To do:
Which of the lines below hold the word "cosmetic"? Pull each of them out.

[Stored data entries]
PR #4413, opened 2026-08-05
feat(agent): budget memory guard against limit minus fixed overhead

ayush3160:
- The keploy-agent memory guard budgeted memory pressure against the raw working set vs. the whole limit. In low-latency mode the working set includes the fixed eBPF capture ring buffer (kernel memory that pausing recording cannot reclaim), so the guard tripped its pause threshold at startup and dropped captured test cases before any real buffering.
- Added `SetFixedOverheadMB(mb)` / `FixedOverheadBytes()` — the fixed, non-reclaimable overhead the guard should discount. It is set out-of-band (the enterprise low-latency ring-buffer loader passes the **actual configured `record.ringbufSizeMB`**, not a hardcoded value); zero in proxy mode.
- Added `effectiveUsage(current, limit, overhead)` — subtracts the overhead from **both** usage and limit, so pressure is measured on the reclaimable capture buffers, budgeted against the room left above the fixed floor (pause at the existing 0.80 ratio of the remainder, resume at 0.70).
- `GOMEMLIMIT` is realigned to the same remainder, recomputed only when the overhead changes.
- Proxy mode passes no overhead, so its behaviour is unchanged.

## Links & References

**Closes:** NA

### 🔗 Related PRs
- Enterprise wiring (calls `SetFixedOverheadMB` with `record.ringbufSizeMB`): keploy/enterprise (linked from the tracking issue below)
- Tracking issue: keploy/k8s-proxy (linked below once created)

### 🐞 Related Issues
- Tracking issue in keploy/k8s-proxy (added below)

### 📄 Related Documents
- NA

- [x] 🐞 Bug Fix
- [x] 🍕 Feature

## Added e2e test pipeline?

- [x] 👍 yes

## Added to documentation?

- [x] 👍 yes, mentioned below

Unit tests added in `pkg/agent/memoryguard/memoryguard_test.go`:
- `TestEffectiveUsage` — overhead=0 no-op (proxy), ring-buffer discount, overhead≥limit fallback, negative overhead, effective-current floored at zero.
- `TestEffectiveUsageDrivesPauseBoundary` — pauses at the ratio of the remainder.
- `TestSetFixedOverheadMB` — set/read/reset + overflow guard.

## Self Review done?
- [x] ✅ yes

- NA


charankamarapu (commented):
Reviewed as part of the four-repo change in keploy/k8s-proxy#730. The core modelling call is right: the ring buffer is a fixed kernel-memory floor, a pause cannot reclaim it, so subtracting it from **both** sides and taking the ratio of the remainder is the correct budget. Hysteresis is preserved, and proxy mode is provably unchanged (`overhead == 0` makes `effectiveUsage` an identity, and `0.9 * effLimit` equals the value `Start` already installed).

Three things I'd want fixed before this merges, because they are reachable from the record dialog today.

---

### 1. The new `debug.SetMemoryLimit` call has no floor — and this repo's sibling already documented why that's dangerous

```go
if overhead != lastOverhead {
    debug.SetMemoryLimit(int64(float64(effLimit) * 0.9))
    lastOverhead = overhead
}
```

`effLimit` can legitimately be tiny. Concrete path, all user-settable:

- record dialog, low-latency, `memory_limit: "150"` → webhook injects request 150Mi / limit 300Mi → with k8s-proxy#729, `--memory-limit 300`
- `limitBytes` = 300Mi, `overhead` = 256Mi. `256 < 300`, so the fallback in `effectiveUsage` does **not** trip
- `effLimit` = 44Mi → `GOMEMLIMIT` = **39.6Mi**

The 256Mi ring buffer is kernel memory that `GOMEMLIMIT` does not account for, so the runtime is now told to hold the entire agent heap in 39.6Mi. Per `debug.SetMemoryLimit`'s own docs that "may cause the garbage collector to run nearly continuously". k8s-proxy refused to allow exactly this on the replay path and said so at `pkg/platform/k8s/k8s.go:3908`:

> `minGoMemLimitBytes = 64 << 20` — "That is an unbounded hang with no kubelet-visible signal, which is strictly harder to diagnose than the OOMKill this whole change replaces"

`ParseMemoryMiB` accepts any positive integer with no lower bound, so nothing upstream prevents this. Please floor the target (64Mi is the value the org already settled on) and log when the floor is hit.

Worth noting the two repos agree numerically, which is reassuring: `replayGoMemLimitFraction = 70` (k8s.go:3964) reserves 30% of the hard limit for "the eBPF maps, which the kernel charges to the cgroup while the Go runtime knows nothing about them", and `0.9 * (1024 - 256) / 1024` = 67.5%. Same physics, derived two different ways, in two different repos, with no cross-reference. A comment pointing at each other would stop them drifting.

### 2. The `overhead >= limitBytes` fallback is silent, and it silently reintroduces this PR's bug

```go
if overhead < 0 || overhead >= limitBytes {
    overhead = 0
}
```

Falling back to raw working-set guarding sounds conservative, but trace it through: `currentBytes` already includes the ≥256Mi ring buffer, and `pauseThreshold` is now `0.8 * limitBytes` where `limitBytes <= overhead`. So `effCurrent >= pauseThreshold` on the **first tick**, and it never resumes — the exact startup-pause failure this PR exists to fix, except now the only evidence is `fixed_overhead_bytes: 0` on the pause log, which is indistinguishable from proxy mode.

Please emit a one-time `Warn`/`Error` from `run` (keep `effectiveUsage` pure) naming both numbers: "capture ring buffer (%d MiB) meets or exceeds the agent memory limit (%d MiB); recording cannot proceed". The real fix belongs upstream too — k8s-proxy should reject a low-latency record-start whose `memory_limit * 2` doesn't clear `ringbufSizeMB` plus headroom, rather than letting it degrade at runtime.

Same class, one boundary over: at `overhead == limitBytes - 1` the fallback does *not* trip, `effLimit` = 1 byte, `thresholdBytes(1, 0.80)` returns 0, so `pauseThreshold` is reset to `effLimit` = 1 → permanent pause. A single minimum-viable-budget condition (`limitBytes - overhead < someFloor` → fall back **and** log) covers both this and #1.

### 3. Combined with k8s-proxy#729, the pause line moves from ~40% to ~85% of the OOM ceiling — please make that trade explicit

Defaults, low-latency (`memory_limit: 512`, ringbuf 256Mi):

| | pause at (working set) | hard limit | headroom |
|---|---|---|---|
| before | 410Mi | 1024Mi | 614Mi (60%) |
| after (#729 + this) | 256 + 0.8×768 = **870Mi** | 1024Mi | **154Mi (15%)** |

Both halves of the fix are individually correct, but they compound, and the guard has a 500ms poll and calls `debug.FreeOSMemory()` — which cannot return the live heap. That converts the failure mode from *graceful degradation* (capture paused, app keeps serving) into *cgroup OOM-kill of the agent container* in the app's pod. That may well be the trade you want — 15% of a real ceiling beats 60% of a fake one — but it should be a decision in the code, not an emergent product of two PRs. Either lower `pauseThresholdRatio` now that the ratio applies to the limit rather than the request, or clamp with an absolute floor: `min(ratio*effLimit, effLimit - 128Mi)`. At minimum, put the resulting headroom in the constant's comment.

---

### Non-blocking

4. `SetFixedOverheadMB` silently `return`s on the overflow guard. This setter is the *only* thing that turns the discount on, so a silent no-op is indistinguishable from "working correctly". Take an `int` (callers have one — `uint64(ringbufSizeMB)` in enterprise#2352 only exists to satisfy this signature, and it converts a negative to a huge positive that this guard then swallows), or return an error, and log either way.

5. No test covers the only genuinely new stateful behaviour in `run` — the `overhead != lastOverhead` gate and the `GOMEMLIMIT` realignment. `effectiveUsage` is a pure function and thoroughly tested; the interesting part isn't. Consider moving the overhead onto the `guard` struct (package setter writes through) so `run` becomes testable without touching a global. Relatedly, `TestSetFixedOverheadMB` mutates a package global and is the only test in the file without `t.Parallel()` — correct today because nothing parallel reads the global, but a `run`-level test would break that silently.

6. Doc nit: "this reduces exactly to the previous working-set-vs-limit behaviour" is true for proxy mode but reads as a claim about all modes. Pre-PR the flag carried the memory *request* in cluster mode, so cluster behaviour changes on both axes at once. Worth naming which mode is unchanged.

7. `--memory-limit`'s meaning changed from "request" to "limit" and there is a second consumer: `cli/provider/cmd.go:1569` cross-checks `Agent.MemoryLimit * 1024 * 1024` against `MaxMemoryPerConnection`, which is now 2× more permissive. Benign here (k8s-proxy validates the stricter bound at record-start) but it means the two layers now disagree — flagged on #729 as well.

charankamarapu (commented):
_Posted in error — please disregard this comment. It was not intended for this PR and does not reflect a review request. My earlier review comment on this PR stands._

ayush3160:
Thanks for the thorough review — all addressed in bc9a3f2c.

1. **GOMEMLIMIT floor** — floored at 64Mi (`minGoMemLimitBytes`, matching k8s-proxy's `k8s.go`), with a one-time `Warn` when it binds.
2. **Silent `overhead ≥ limit` fallback** — removed. `overhead ≥ limit` (and any budget below the resume headroom) is now **non-viable**: the guard holds paused and logs an `Error` once, no longer indistinguishable from proxy mode. Also fixes the `effLimit == 1` permanent-pause edge (the min-viable cutoff is the resume headroom).
3. **Compounded headroom trade-off** — decided on the **absolute headroom floor**: pause/resume never leave less than 128Mi/192Mi below the ceiling regardless of budget size (`min(ratio·effLimit, effLimit − floor)`). The ~15% margin at the default is preserved; small budgets can no longer collapse to a dangerously thin absolute margin. Documented in the constants.
4. **`SetFixedOverheadMB`** — now takes an `int`, returns the applied bytes (caller logs it), drops the negative→huge-positive conversion.
5. **Testability** — the pause/GOMEMLIMIT arithmetic is now a pure `evaluateMemory` decision, unit-tested directly (ratio-dominates, absolute-floor, non-viable, GOMEMLIMIT floor). `TestSetFixedOverheadMB` stays non-parallel with cleanup.
6. **Doc** — "reduces to previous behaviour" clarified as proxy-mode-only.
7. **cmd.go:1569** — commented that `--memory-limit` now carries the container limit; k8s-proxy#729 aligns its record-start cross-check to the same 2× bound.

charankamarapu (commented):
Re-reviewed from scratch at `bc9a3f2c`. The rework is a real improvement — the refactor to a pure `evaluateMemory` returning a decision struct makes the arithmetic testable without a cgroup, the one-time log latches are the right call for a 500ms tick, and the two headroom floors crossing over at exactly 640 MiB (128/0.2 = 192/0.3) is a nicely chosen pair. I swept the real `evaluateMemory` rather than reading it, and hysteresis ordering holds at every budget I tried.

**Addressed:** GOMEMLIMIT floor (matched to k8s-proxy's 64 MiB with a cross-reference — thank you for keeping them in lockstep); silent fallback replaced by an explicit `viable` flag plus a loud one-time `Error`; setter now takes `int`, returns the applied bytes, and clears on negative/overflow. On my earlier headroom concern: codifying 128 MiB as the absolute floor while leaving the default k8s case at 85% / 153.6 MiB is a legitimate answer — the number is now explicit in a constant with a rationale instead of emergent, which is what I was asking for.

Three findings, one of which the fix introduced.

---

### 1. Blocking — proxy mode with a small limit now never records at all

The absolute headroom floors are applied unconditionally, including when `overhead == 0`. Swept against the real function:

| `--memory-limit` | before | after |
|---|---|---|
| 64 MiB | pause at 51 MiB | **non-viable — recording held paused forever** |
| 100 MiB | pause at 80 MiB | **non-viable** |
| 128 MiB | pause at 102 MiB | **non-viable** |
| 192 MiB | pause at 154 MiB | **non-viable** |
| 193 MiB | pause at 154 MiB | viable — pause 65 MiB, resume **1.0 MiB** |
| 256 MiB | pause at 205 MiB | viable — pause 128, resume 64 |
| 512 MiB | pause at 410 MiB | viable — pause 384, resume 320 |
| 1024 MiB | pause at 819 MiB | pause 819 (unchanged) |
| 2048 MiB | pause at 1638 MiB | 1638 (unchanged) |

Any docker-mode agent with `--memory-limit <= 192` now never records. Two reachable routes:

- OSS CLI — `keploy record --memory-limit 128`. The flag is a plain `Uint64` in MB with no lower bound (`cli/provider/cmd.go:362`), and `LimitBytes` only rejects 0 and overflow.
- Cluster, **proxy** mode — `memory_limit: "96"` → container limit 192 MiB. k8s-proxy#729's new floor only fires when `LowLatencyMode` is set, so proxy-mode small limits pass validation untouched.

And the message these users get is about a ring buffer they don't have:

> "capture ring buffer meets or exceeds the agent memory limit minus safety headroom; recording cannot proceed — raise --memory-limit or lower record.ringbufSizeMB"

`record.ringbufSizeMB` is an enterprise-only viper key, and in proxy mode `overhead` is 0 — there is no ring buffer in the picture at all.

Proxy mode's `0.8 × limit` was never the bug being fixed, so it shouldn't inherit low-latency's safety margins. Suggest gating the absolute floors and the non-viability rule on `overhead > 0` (or scaling them with the overhead), and branching the message on whether the overhead is non-zero.

### 2. The viability bar admits budgets whose hysteresis band is unusable — and that's exactly where #729 points users

`viable` requires `effLimit > 192 MiB`, which guarantees `resumeThreshold > 0` but not that it's reachable:

| `effLimit` | pause | resume | resume as % of budget |
|---|---|---|---|
| 194 MiB | 66 MiB | **2.0 MiB** | 1.0% |
| 196 MiB | 68 MiB | 4.0 MiB | 2.0% |
| 224 MiB | 96 MiB | 32 MiB | 14% |
| 320 MiB | 192 MiB | 128 MiB | 40% |
| ≥ 640 MiB | ratio | ratio | 70% |

The cross-PR bite: #729's new validator accepts `memory_limit >= 225` for low-latency and its error text tells the user to raise it "to at least 225". At exactly 225 → container limit 450 MiB − 256 MiB ring buffer = **194 MiB** → pause at 66 MiB, resume at **2.0 MiB**. Once the guard pauses it must fall to 2 MiB of reclaimable usage to resume, which in practice it never will — a one-way pause, at the value the other PR recommends.

So the two PRs agree on *viability* but not on *usability*. Suggest raising the bar to something with a workable band — `minPauseHeadroomBytes + minResumeHeadroomBytes` (320 MiB), or simply the 640 MiB crossover where the ratios take over — and having #729 derive its minimum from it rather than maintaining a second copy of the constants.

### 3. The non-viable pause log reports zeros

`evaluateMemory` returns before computing `effCurrent`, so `dec.effCurrent` is the zero value. `run()` then calls `enterPressure(dec.effCurrent, 0, ...)`, which logs:

```
Pausing keploy-agent recording due to memory pressure  {memory_usage_bytes: 0, pause_threshold_bytes: 0, ...}
```

Verified: real usage 900 MiB, limit 400 MiB, overhead 256 MiB → `dec.effCurrent == 0`. The dedicated `Error` carries the useful numbers, but this adjacent line reads like a second, different bug and is what someone greps for when recording stops. Move the `effCurrent` computation above the viability return, or pass `currentBytes`.

---

### Nits

- `nonViableLogged` is reset when the budget becomes viable again; `goMemFlooredLogged` never is. If a later overhead change re-floors GOMEMLIMIT it won't re-log. Fine if deliberate — the asymmetry just isn't explained.
- `goMemTarget` is computed from a possibly-negative `effLimit` (when `overhead > limitBytes`). It lands on the floor so it's safe, but a one-line note saves the next reader the trace.
- `TestEvaluateMemoryRatioDominatesLargeBudget`'s comment — "so proxy mode is provably unchanged" — holds only for `effLimit >= 640 MiB`. Given finding #1 that's the misleading half of the claim; worth rewording and adding a small-limit proxy row to the `TestEvaluateMemory` table, which currently has no case below 200 MiB with zero overhead.

### Gates

`go test ./pkg/agent/memoryguard/` and `go vet` green at `bc9a3f2c`.

ayush3160:
Re-review addressed in cb90f65a. Thanks for catching the regression.

1. **Blocking — proxy mode with a small limit** — fixed. The absolute headroom floors and the non-viability rule now bind **only when `overhead > 0`** (a ring buffer is present). Proxy mode reverts to the plain 0.8/0.7 ratios at any limit — provably the pre-discount behaviour — so a small `--memory-limit` records again, and the ring-buffer error message can no longer fire when there's no ring buffer. Added a small-limit proxy case to the table.
2. **Unusable hysteresis band** — the viability floor is raised from the resume headroom (192Mi) to `minPause + minResume` (320Mi), so a viable low-latency budget also has a usable pause/resume band. Exported **`MinViableLowLatencyLimitBytes(overhead)`** so k8s-proxy derives its record-start floor from the same number (it now uses 320); a `TestMinViableLowLatencyLimitBytes` pins the validator and guard to the same boundary.
3. **Zero-valued pause log** — `effCurrent` is now computed before the non-viable return, so the pause log carries real usage.

Nits: `goMemFlooredLogged` now resets symmetrically (re-floor re-logs); negative-`effLimit` noted; the "proxy provably unchanged" test reworded (now true at *any* limit, not just ≥640).

`go test ./pkg/agent/memoryguard/` + `go vet` green.

charankamarapu (commented):
Re-checked at `cb90f65a`. All three findings resolved, and I verified each against the real function rather than the diff.

**1. Proxy-mode regression — fixed, and provably exact.** The `overhead == 0` early return restores the plain ratios. Swept every limit that was broken:

| `--memory-limit` | pause | expected `0.8×` | resume | expected `0.7×` |
|---|---|---|---|---|
| 64 MiB | 51.2 | 51.2 | 44.8 | 44.8 |
| 100 MiB | 80.0 | 80.0 | 70.0 | 70.0 |
| 128 MiB | 102.4 | 102.4 | 89.6 | 89.6 |
| 192 MiB | 153.6 | 153.6 | 134.4 | 134.4 |
| 256 / 512 / 1024 / 2048 MiB | exact | exact | exact | exact |

Viable at every positive limit, no absolute floor, byte-identical to the pre-discount behaviour. The `TestEvaluateMemoryProxyUsesPlainRatios` small-budget case and the new 128 MiB table row pin it, and scoping the headroom assertions to `tt.overhead > 0` is the right way to keep the table honest about which rules apply where.

**2. Degenerate band — fixed.** `minViableEffLimitBytes = minPauseHeadroomBytes + minResumeHeadroomBytes` (320 MiB) is exactly the right derivation: at the floor, resume sits a full pause-headroom below pause rather than collapsing. Measured at the boundary — resume is now **40% of budget**, where it was 1%:

| `effLimit` | pause | resume | resume % |
|---|---|---|---|
| 320 MiB (the floor) | 192 | 128 | 40% |
| 322 MiB | 194 | 130 | 40% |
| 384 MiB | 256 | 192 | 50% |

And exporting `MinViableLowLatencyLimitBytes(overheadBytes)` so k8s-proxy can derive rather than duplicate is better than what I asked for. `TestMinViableLowLatencyLimitBytes` pinning viable-at-floor / non-viable-one-byte-under is the assertion that keeps the two repos from drifting.

**3. Zero-usage log — fixed.** `effCurrent` now computed above the viability return: real usage 900 MiB with a 256 MiB overhead reports **644 MiB**, not 0.

Nits all picked up too — `goMemFlooredLogged` now resets symmetrically, the negative-`effLimit` path has its note, the error text no longer says "meets or exceeds" and only fires when a ring buffer actually exists, and the misleading "proxy mode is provably unchanged" comment is now accurate.

---

### One residual, cosmetic: an off-by-one against your own exported floor

`MinViableLowLatencyLimitBytes(256 MiB)` returns exactly **576 MiB**, and the guard treats `effLimit == 320 MiB` (limit 576) as viable — your `TestMinViableLowLatencyLimitBytes` asserts precisely that. But k8s-proxy#729 rejects with `mib*2 <= 576`, so it turns away `memory_limit: 288`:

| `memory_limit` | limit | `effLimit` | guard | #729 |
|---|---|---|---|---|
| 287 | 574 MiB | 318 MiB | non-viable | rejects ✓ |
| **288** | **576 MiB** | **320 MiB** | **viable** | **rejects ✗** |
| 289 | 578 MiB | 322 MiB | viable | accepts ✓ |

One request-MiB, in the safe direction, so nothing breaks. But it's the exact class of drift the exported helper exists to prevent, and it means the planned swap to `MinViableLowLatencyLimitBytes` won't be a no-op — it'll silently widen what's accepted by one step. Cheapest fix is on the #729 side (`<` instead of `<=`, suggested value 288); flagging here because this repo now owns the canonical boundary.

### Gates

`go test ./pkg/agent/memoryguard/` and `go vet` green at `cb90f65a`.

No blocking findings remain from my side. Happy to convert this to a formal approval if you'd like the PR marked accordingly.

charankamarapu (approved):
Approving at `cb90f65a`.

All three findings from my last pass are fixed, and I verified each against the real `evaluateMemory` rather than reading the diff:

- **Proxy mode restored exactly.** The `overhead == 0` early return gives back the plain ratios at every limit — 64/100/128/192/256/512/1024/2048 MiB all land byte-identical to the pre-discount `0.8×`/`0.7×`, and viable at every positive limit. The regression I flagged is gone, and the new 128 MiB table row plus `TestEvaluateMemoryProxyUsesPlainRatios` pin it. Scoping the headroom assertions to `tt.overhead > 0` is the right way to keep the table honest about which rules apply where.
- **Degenerate band gone.** `minViableEffLimitBytes = minPauseHeadroomBytes + minResumeHeadroomBytes` is exactly the right derivation — at the floor, resume sits a full pause-headroom below pause. Measured: resume is now 40% of budget where it was 1%.
- **Zero-usage log gone.** Real usage 900 MiB against a 256 MiB overhead now reports 644 MiB instead of 0.

Exporting `MinViableLowLatencyLimitBytes(overheadBytes)` so k8s-proxy derives its floor instead of duplicating the constants is better than what I asked for, and `TestMinViableLowLatencyLimitBytes` pinning viable-at-floor / non-viable-one-byte-under is the assertion that keeps the two repos from drifting. The smaller nits landed too — symmetric `goMemFlooredLogged` reset, the negative-`effLimit` note, and the ring-buffer error text now only firing when a ring buffer actually exists.

Verified locally at this head: `go test ./pkg/agent/memoryguard/` and `go vet` green.

One residual, cosmetic and owned by the other side: `MinViableLowLatencyLimitBytes(256Mi)` is exactly 576 MiB and this guard treats `effLimit == 320 MiB` as viable, but k8s-proxy#729's check rejects `memory_limit: 288` via `<=`. One request-MiB, safe direction — I've asked for the one-character fix there so the planned swap to this helper stays a pure refactor. Nothing needed in this PR.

Response:
### One residual, cosmetic: an off-by-one against your own exported floor
One residual, cosmetic and owned by the other side: `MinViableLowLatencyLimitBytes(256Mi)` is exactly 576 MiB and this guard treats `effLimit == 320 MiB` as viable, but k8s-proxy#729's check rejects `memory_limit: 288` via `<=`. One request-MiB, safe direction — I've asked for the one-character fix there so the planned swap to this helper stays a pure refactor. Nothing needed in this PR.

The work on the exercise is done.